====== Dataset

PR #5778, opened 2023-01-18
Add half_t and bhalf_t limits

e10harvey:
Move these limits from KokkosKernels. Mostly epsilon is used in unit-tests. ArithTraits also uses the other limits.

Related to https://github.com/kokkos/kokkos-kernels/issues/1414.


cz4rs:
Is this relevant?
https://github.com/llvm/llvm-project/commit/059b823e709a90d3b5d2d24663830e59b3bdded9

e10harvey:
> Is this relevant? [llvm/llvm-project@059b823](https://github.com/llvm/llvm-project/commit/059b823e709a90d3b5d2d24663830e59b3bdded9)

It looks relevant. I don't think all toolchains define these constants though.

cz4rs:
> > Is this relevant? [llvm/llvm-project@059b823](https://github.com/llvm/llvm-project/commit/059b823e709a90d3b5d2d24663830e59b3bdded9)
> 
> It looks relevant. I don't think all toolchains define these constants though.

Specifically, changing `MIN_EXP` to `-13` and `MAX_EXP` to `16`.

dalg24 (dismissed):
Why define macros rather than provide specialization of the numeric traits?

crtrott:
Yeah: definitely lets just specialize the numeric traits. We need those anyway ...

e10harvey:
Yea, I was thinking about putting them in numeric traits. Let me know if you want the defines somewhere else. I'd prefer to keep the defines.

crtrott (changes requested):
We don't need the macros for anything. Those should go away. 
Also the numeric traits specialization for half should be in the half header not in the Kokkos_NumericTraits header.

core/src/Kokkos_Half.hpp
```diff
@@ -1005,6 +1007,163 @@ cast_from_bhalf(bhalf_t val) {
...
 #endif  // KOKKOS_IMPL_BHALF_TYPE_DEFINED
+////////////// BEGIN HALF_T (binary16) limits //////////////
+// bits [10,14] set
+// #define KOKKOS_IMPL_HALF_T_HUGE_VALH 0x7c00 0x7c00
+#if defined(KOKKOS_HALF_T_IS_FLOAT) && !KOKKOS_HALF_T_IS_FLOAT
+// Minimum normalized number
+template <>
+struct Kokkos::Experimental::Impl::finite_min_helper<
+    Kokkos::Experimental::half_t> {
+  static constexpr float value = -65504.0F;
```
dalg24, line 1018: float -> half_t

core/src/Kokkos_Half.hpp
```diff
@@ -1005,6 +1007,163 @@ cast_from_bhalf(bhalf_t val) {
...
+#endif
+////////////// END HALF_T (binary16) limits //////////////
+
+////////////// BEGIN BHALF_T (bfloat16) limits //////////////
+#if defined(KOKKOS_BHALF_T_IS_FLOAT) && !KOKKOS_BHALF_T_IS_FLOAT
+// Minimum normalized number
+template <>
+struct Kokkos::Experimental::Impl::finite_min_helper<
+    Kokkos::Experimental::bhalf_t> {
+  static constexpr float value = -3.38953139e38;
```
dalg24, line 1095: float -> bhalf_t

core/src/Kokkos_Half.hpp
e10harvey: Is there a way to instantiate floating_point_wrapper at compile time?

dalg24: you'd need to make sure the constructor is constexpr

e10harvey: @dalg24 Is https://github.com/kokkos/kokkos/pull/5778/commits/1b399bdd43da2b648d5f7cedbade0dfff51f8e43 what you had in mind?

dalg24: something like that yes

masterleinad:
```diff
diff --git a/core/src/Kokkos_Half.hpp b/core/src/Kokkos_Half.hpp
index 656b177cf..59bbac948 100644
--- a/core/src/Kokkos_Half.hpp
+++ b/core/src/Kokkos_Half.hpp
@@ -321,9 +321,7 @@ class alignas(FloatType) floating_point_wrapper {
   KOKKOS_FUNCTION
   floating_point_wrapper(long long rhs) : val(cast_to_wrapper(rhs, val).val) {}
   KOKKOS_FUNCTION
-  constexpr floating_point_wrapper(unsigned short rhs) {
-    reinterpret_cast<unsigned short>(val) = rhs;
-  }
+  constexpr floating_point_wrapper(unsigned short rhs) : val(cast_to_wrapper(rhs, val).val) {}
   KOKKOS_FUNCTION
   floating_point_wrapper(unsigned int rhs)
       : val(cast_to_wrapper(rhs, val).val) {}
@@ -865,7 +863,7 @@ class alignas(FloatType) floating_point_wrapper {
 template <class T>
 static KOKKOS_INLINE_FUNCTION constexpr Kokkos::Experimental::half_t
 cast_to_wrapper(T x, const volatile Kokkos::Impl::half_impl_t::type&) {
-  return Kokkos::Experimental::cast_to_half(x);
+  return Kokkos::Experimental::half_t::impl_type(x);
 }
 
 #ifdef KOKKOS_IMPL_BHALF_TYPE_DEFINED
@@ -1046,7 +1044,7 @@ struct Kokkos::Experimental::Impl::round_error_helper<
 template <>
 struct Kokkos::Experimental::Impl::norm_min_helper<
     Kokkos::Experimental::half_t> {
-  static constexpr int value = 0.000000059604645F;
+  static constexpr Kokkos::Experimental::half_t value = 0.000000059604645F;
 };
 // Quiet not a half precisioin number
 template <>
diff --git a/core/src/SYCL/Kokkos_SYCL_Half_Conversion.hpp b/core/src/SYCL/Kokkos_SYCL_Half_Conversion.hpp
index d7b0271e1..89a167903 100644
--- a/core/src/SYCL/Kokkos_SYCL_Half_Conversion.hpp
+++ b/core/src/SYCL/Kokkos_SYCL_Half_Conversion.hpp
@@ -29,7 +29,7 @@ namespace Experimental {
 KOKKOS_INLINE_FUNCTION
 half_t cast_to_half(half_t val) { return val; }
 
-KOKKOS_INLINE_FUNCTION
+constexpr KOKKOS_INLINE_FUNCTION
 half_t cast_to_half(float val) { return half_t::impl_type(val); }
 KOKKOS_INLINE_FUNCTION
 half_t cast_to_half(double val) { return half_t::impl_type(val); }
```
is enough to fix this for `SYCL`.

e10harvey:
> ```diff
> diff --git a/core/src/Kokkos_Half.hpp b/core/src/Kokkos_Half.hpp
> index 656b177cf..59bbac948 100644
> --- a/core/src/Kokkos_Half.hpp
> +++ b/core/src/Kokkos_Half.hpp
> @@ -321,9 +321,7 @@ class alignas(FloatType) floating_point_wrapper {
>    KOKKOS_FUNCTION
>    floating_point_wrapper(long long rhs) : val(cast_to_wrapper(rhs, val).val) {}
>    KOKKOS_FUNCTION
> -  constexpr floating_point_wrapper(unsigned short rhs) {
> -    reinterpret_cast<unsigned short>(val) = rhs;
> -  }
> +  constexpr floating_point_wrapper(unsigned short rhs) : val(cast_to_wrapper(rhs, val).val) {}
>    KOKKOS_FUNCTION
>    floating_point_wrapper(unsigned int rhs)
>        : val(cast_to_wrapper(rhs, val).val) {}
> @@ -865,7 +863,7 @@ class alignas(FloatType) floating_point_wrapper {
>  template <class T>
>  static KOKKOS_INLINE_FUNCTION constexpr Kokkos::Experimental::half_t
>  cast_to_wrapper(T x, const volatile Kokkos::Impl::half_impl_t::type&) {
> -  return Kokkos::Experimental::cast_to_half(x);
> +  return Kokkos::Experimental::half_t::impl_type(x);
>  }
>  
>  #ifdef KOKKOS_IMPL_BHALF_TYPE_DEFINED
> @@ -1046,7 +1044,7 @@ struct Kokkos::Experimental::Impl::round_error_helper<
>  template <>
>  struct Kokkos::Experimental::Impl::norm_min_helper<
>      Kokkos::Experimental::half_t> {
> -  static constexpr int value = 0.000000059604645F;
> +  static constexpr Kokkos::Experimental::half_t value = 0.000000059604645F;
>  };
>  // Quiet not a half precisioin number
>  template <>
> diff --git a/core/src/SYCL/Kokkos_SYCL_Half_Conversion.hpp b/core/src/SYCL/Kokkos_SYCL_Half_Conversion.hpp
> index d7b0271e1..89a167903 100644
> --- a/core/src/SYCL/Kokkos_SYCL_Half_Conversion.hpp
> +++ b/core/src/SYCL/Kokkos_SYCL_Half_Conversion.hpp
> @@ -29,7 +29,7 @@ namespace Experimental {
>  KOKKOS_INLINE_FUNCTION
>  half_t cast_to_half(half_t val) { return val; }
>  
> -KOKKOS_INLINE_FUNCTION
> +constexpr KOKKOS_INLINE_FUNCTION
>  half_t cast_to_half(float val) { return half_t::impl_type(val); }
>  KOKKOS_INLINE_FUNCTION
>  half_t cast_to_half(double val) { return half_t::impl_type(val); }
> ```
> 
> is enough to fix this for `SYCL`.

The same changes on CUDA give:
```
kokkos/core/src/Kokkos_Half.hpp(1043): error: expression must have a constant value
```

masterleinad:
> The same changes on CUDA give:

Yes, I am seeing
```
/tmp/kokkos/core/src/Kokkos_Half.hpp(1024): error: expression must have a constant value
/tmp/kokkos/core/src/Kokkos_Half.hpp(866): note #2703-D: cannot call non-constexpr function "__half::__half(float)"
/soft/compilers/cuda/cuda-11.6.2/include/cuda_fp16.hpp(201): here
/tmp/kokkos/core/src/Kokkos_Half.hpp(309): note #2693-D: called from:
```
indicating that none of the conversion functions is `constexpr` in `Cuda`.

ajpowelsnl:
@e10harvey - does this issue need some discussion today?

e10harvey:
> @e10harvey - does this issue need some discussion today?

@ajpowelsnl - thanks for following up. I think it needs another review by @crtrott and @dalg24 -- please let me know if you have any questions.

masterleinad:
There are failing tests.

masterleinad:
```
[ RUN      ] defaultdevicetype.bhalf_operators
11: /var/jenkins/workspace/Kokkos/core/unit_test/TestHalfOperators.hpp:926: Failure
11: The difference between f_device_actual_lhs(op_test) and f_device_expected_lhs(op_test) is 0.00020498037338256836, which exceeds epsilon, where
11: f_device_actual_lhs(op_test) evaluates to -0.765625,
11: f_device_expected_lhs(op_test) evaluates to -0.76542001962661743, and
11: epsilon evaluates to 1.1920928955078125e-07.
11: /var/jenkins/workspace/Kokkos/core/unit_test/TestHalfOperators.hpp:926: Failure
11: The difference between f_device_actual_lhs(op_test) and f_device_expected_lhs(op_test) is 3.9145350456237793e-05, which exceeds epsilon, where
11: f_device_actual_lhs(op_test) evaluates to 0.234619140625,
11: f_device_expected_lhs(op_test) evaluates to 0.23457999527454376, and
11: epsilon evaluates to 1.1920928955078125e-07.
11: /var/jenkins/workspace/Kokkos/core/unit_test/TestHalfOperators.hpp:926: Failure
11: The difference between f_device_actual_lhs(op_test) and f_device_expected_lhs(op_test) is 0.00020503997802734375, which exceeds epsilon, where
11: f_device_actual_lhs(op_test) evaluates to 1.234375,
11: f_device_expected_lhs(op_test) evaluates to 1.2345800399780273, and
11: epsilon evaluates to 1.1920928955078125e-07.
11: /var/jenkins/workspace/Kokkos/core/unit_test/TestHalfOperators.hpp:926: Failure
11: The difference between f_device_actual_lhs(op_test) and f_device_expected_lhs(op_test) is 0.00020503997802734375, which exceeds epsilon, where
11: f_device_actual_lhs(op_test) evaluates to 2.234375,
11: f_device_expected_lhs(op_test) evaluates to 2.2345800399780273, and
11: epsilon evaluates to 1.1920928955078125e-07.
11: [  FAILED  ] defaultdevicetype.bhalf_operators (0 ms)
```

e10harvey:
Hi @mhoemmen ! Is there a way to invoke CUDA half and bhalf casting intrinsics at compile time?

e10harvey:
Hi @mhoemmen ! Is there a way to invoke CUDA half and bhalf casting intrinsics at compile time?

e10harvey:
One more test failed with:
```
7: Time CudaSpace: 0.006551 CudaUVMSpace_1: 0.006560 CudaUVMSpace_2: 0.006555 CudaPinnedHostSpace: 0.240870 CudaUVMSpace_Pinned: 0.022919
7: /path/toKokkos/core/unit_test/cuda/TestCuda_DebugPinUVMSpace.cpp:100: Failure
7: Value of: passed
7:   Actual: false
7: Expected: true
7: [  FAILED  ] cuda.debug_pin_um_to_host (367 ms)
7: [----------] 2 tests from cuda (379 ms total)
7: 
7: [==========] 2 tests from 1 test suite ran. (379 ms total)
7: [  PASSED  ] 1 test.
7: [  FAILED  ] 1 test, listed below:
7: [  FAILED  ] cuda.debug_pin_um_to_host
7: 
7:  1 FAILED TEST
 7/37 Test  #7: KokkosCore_UnitTest_CudaTimingBased ..........***Failed  Error regular expression found in output. Regex=[  FAILED  ]  0.87 sec
 ```
 
Is there a way to retest just that build?

**Comment by PhilMiller** [comment]
If it's just a timing based test failing, typically it will just be disregarded and the PR merged.

**Comment by e10harvey** [comment]
@dalg24, @crtrott, @lucbv: Ready to merge?

File: core/unit_test/TestHalfOperators.hpp [hunk 3]
```diff
@@ -910,12 +908,13 @@ struct Functor_TestHalfOperators {
...
-  if (std::is_same<half_type, Kokkos::Experimental::half_t>::value)
-    epsilon = FP16_EPSILON;
-  if (std::is_same<half_type, Kokkos::Experimental::bhalf_t>::value)
-    epsilon = BF16_EPSILON;
+  double epsilon = Kokkos::Experimental::epsilon<half_type>::value;
+#if defined(KOKKOS_BHALF_T_IS_FLOAT) && KOKKOS_BHALF_T_IS_FLOAT
+  double constexpr epsilon_bias = 10e3;
+#else
+  double constexpr epsilon_bias = 1;
+#endif
```
dalg24, line 916: Why do you need a bias?

dalg24 (commented):
How did you come up with these distinguished values?

crtrott (approved):
Other than that test question from Damien I am good with this. Considering that the float/half conversion is not constexpr this is the best we can do for now.

core/unit_test/TestHalfOperators.hpp
e10harvey: Good question. Before moving these constants to numeric traits, when bhalf_t or half_t were aliases to float, the tests were erroneously using FP16_EPSILON and BF16_EPSILON from:
```
 double epsilon = FLT_EPSILON;

  if (std::is_same<half_type, Kokkos::Experimental::half_t>::value)
    epsilon = FP16_EPSILON;
  if (std::is_same<half_type, Kokkos::Experimental::bhalf_t>::value)
    epsilon = BF16_EPSILON;
```

After further triaging, I found that the only test failing without the bias was PASS_BY_REFF. The way the PASS_BY_REF test was written resulted in the compiler optimizing out the cast from float -> double. See the latest commit for a new way of writing that test.

e10harvey:
> 

See above reply.

core/unit_test/TestHalfOperators.hpp
```diff
@@ -928,10 +932,12 @@ void __test_half_operators(half_type h_lhs, half_type h_rhs) {
   Kokkos::deep_copy(f_device_expected_lhs, f_device.expected_lhs);
   for (int op_test = 0; op_test < N_OP_TESTS; op_test++) {
     // printf("op_test = %d\n", op_test);
-    ASSERT_NEAR(f_device_actual_lhs(op_test), f_device_expected_lhs(op_test),
-                epsilon);
-    ASSERT_NEAR(f_host.actual_lhs(op_test), f_host.expected_lhs(op_test),
-                epsilon);
+    if (op_test != PASS_BY_REF) {
```
masterleinad, line 935: What are we checking for that test case now?

e10harvey: This is a typo. One moment.

masterleinad (approved):

e10harvey:
I do not think the `***Exception: Illegal` failures are related to these changes. Can anyone confirm?

e10harvey:
The HIP and SYCL CI failures appear to be unrelated to the changes as well.

crtrott:
Retest this please.

core/unit_test/TestHalfOperators.hpp
```diff
@@ -887,7 +895,7 @@ struct Functor_TestHalfOperators {
     // expected_lhs(TW) = d_lhs <=> d_rhs;  // Need C++20?
 
     actual_lhs(PASS_BY_REF)   = static_cast<double>(accept_ref(h_lhs));
-    expected_lhs(PASS_BY_REF) = d_lhs;
+    expected_lhs(PASS_BY_REF) = accept_ref_expected(h_lhs);
```
dalg24, line 898: I am sorry I don't get that change.  Can you please confirm that the test fail without it.

e10harvey: @dalg24: I have confirmed it fails without it. Please feel free to revert this change to confirm.

crtrott: ok I don't get it either. How are `d_lhs` and `accept_ref_expected(h_lhs)` different? Does this test pass if you just assign `h_lhs` instead of `accept_ref_exepcted(h_lhs)`?

crtrott (changes requested):

core/unit_test/TestHalfOperators.hpp
e10harvey: > Not blocking but also don't fully understand the changes in the unit test

@dalg24, @crtrott: Maybe my understanding is flawed. It appears that the compiler was optimizing out the casts float -> double -> float when we had:
```
expected_lhs(PASS_BY_REF) = d_lhs
```
 
From the compiler writer's perspective, this makes sense since there's no need to spend runtime cycles casting from float -> double -> float again during instantiation: https://github.com/kokkos/kokkos/pull/5778/files/15ed7c0bad93bf7d6040900eb498bfbcf71dcd3e#diff-6980b46765a569d9ae64dffdbe6a0db53b9ed49c8b9157236055a90add5b47afR268. Note that in this case half is an alias to float.

For the unit test though, this means that actual_lhs gets the result of the casts float -> double -> float which is accompanied by rounding while expected_lhs was not cast from float -> double -> float, instead, it was getting a store of float -> double. I believe this is the cause of the unit-test failures that we're previously erroneously addressed with the `epsilon_bias`. I believe this casting difference is propagated by the compiler "helping with optimizations" from the lines we're commenting on here as well as https://github.com/kokkos/kokkos/pull/5778/files/15ed7c0bad93bf7d6040900eb498bfbcf71dcd3e#diff-6980b46765a569d9ae64dffdbe6a0db53b9ed49c8b9157236055a90add5b47afR268. We didn't see this for half_t since half_t always maps to a half precision float on all the Kokkos backends that support half precision (HIP, CUDA, and SYCL). CUDA is the only backend that supports bhalf_t and only CUDA 11+ supports it. This is my understanding. Does that make sense? Do you agree?

e10harvey: Also, I don't think this was failing when half_t or bhalf_t mapped to a 16-bit floating point type since the epsilons for those types are larger than FLT_EPSILON.

e10harvey:
I think this is ready to merge. Let me know if you have any other feedback / questions.

crtrott (approved):
Ok I think I get it now.

crtrott:
Uhoh work graph test failed???

crtrott:
I mean workgraph is clearly not an issue coming from this I would expect but this is weird

dalg24:
> How did you come up with these distinguished values?

Ping

e10harvey:
> 

@dalg24, see response in https://github.com/kokkos/kokkos/pull/5778#discussion_r1113230504.

e10harvey:
> I mean workgraph is clearly not an issue coming from this I would expect but this is weird

I don't see the workgraph failure. Instead, I see that OPENMPTARGET-Clang failed in 0s. How do I triage this?

dalg24:
> @dalg24, see response in [#5778 (comment)](https://github.com/kokkos/kokkos/pull/5778#discussion_r1113230504).

Is there documentation somewhere that you can refer to?

e10harvey:
> Is there documentation somewhere that you can refer to?

@dalg24: I'm confused. These values are removed now.

dalg24:
> > Is there documentation somewhere that you can refer to?
> 
> @dalg24: I'm confused. These values are removed now.

What I am asking is "where would one find out what is the maximum value that is representable with half type".  Presumably you looked that up somewhere or you did some experiment.  Please document how you came up with these numbers.

e10harvey:
> > > Is there documentation somewhere that you can refer to?
> > 
> > 
> > @dalg24: I'm confused. These values are removed now.
> 
> What I am asking is "where would one find out what is the maximum value that is representable with half type". Presumably you looked that up somewhere or you did some experiment. Please document how you came up with these numbers.

Gotcha. I will document this. Should this be documented in the `Kokkos_Half.hpp` file?

dalg24:
> Gotcha. I will document this. Should this be documented in the `Kokkos_Half.hpp` file?

At the very least here in the discussion but if there is a nice reference yes also add as a comment in code.

e10harvey:
> > Gotcha. I will document this. Should this be documented in the `Kokkos_Half.hpp` file?
> 
> At the very least here in the discussion but if there is a nice reference yes also add as a comment in code.

OK, thanks for the clarifications, @dalg24. I did not follow a particular reference. I simply looked up definitions of the descriptions for each type of constant, as well as the format of each half precision type (i.e. N bits for significand and M bits for mantissa) and then computed the constants. For the format of the half type I followed https://ieeexplore.ieee.org/abstract/document/9973611. For computing the values, I used https://observablehq.com/@benaubin/floating-point or python, depending on whether I wanted to set individual bits in the half precision type or evaluate an expression. In some cases, I also set the bits via hex constants in the Kokkos half type and used printf to print the base10 representation.

In short, I do not have a single reference for where these values came from but I did my best to verify each constant is correct. Perhaps there is a better reference for these constants, but I did not find one during my half precision development work.

I also documented the human readable description and equation or high bits above each constants in Kokkos_Half.hpp.

I hope this helps.

e10harvey:
@dalg24: If you think https://github.com/kokkos/kokkos/pull/5778/commits/a509f58386f7628eb7b7f1be6759f645accf418f suffices, I will add similar docs for bhalf_t.

e10harvey:
The GCC 8.4.0 pipeline stage in jenkins timed out.

dalg24:
> The GCC 8.4.0 pipeline stage in jenkins timed out.

We are having some issues with the CPU only testing machines.  I would have merged w/o that one :/

dalg24:
Evan dug out a build that had only GCC 8.4 not run
https://cloud.cees.ornl.gov/jenkins-ci/blue/organizations/jenkins/Kokkos/detail/Kokkos/12521/pipeline/57/
That is good enough for me.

============

» Exercise brief
Return each full line of the entries that contains the word "FloatType".

» Answer to the problem
@@ -321,9 +321,7 @@ class alignas(FloatType) floating_point_wrapper {
@@ -865,7 +863,7 @@ class alignas(FloatType) floating_point_wrapper {
> @@ -321,9 +321,7 @@ class alignas(FloatType) floating_point_wrapper {
> @@ -865,7 +863,7 @@ class alignas(FloatType) floating_point_wrapper {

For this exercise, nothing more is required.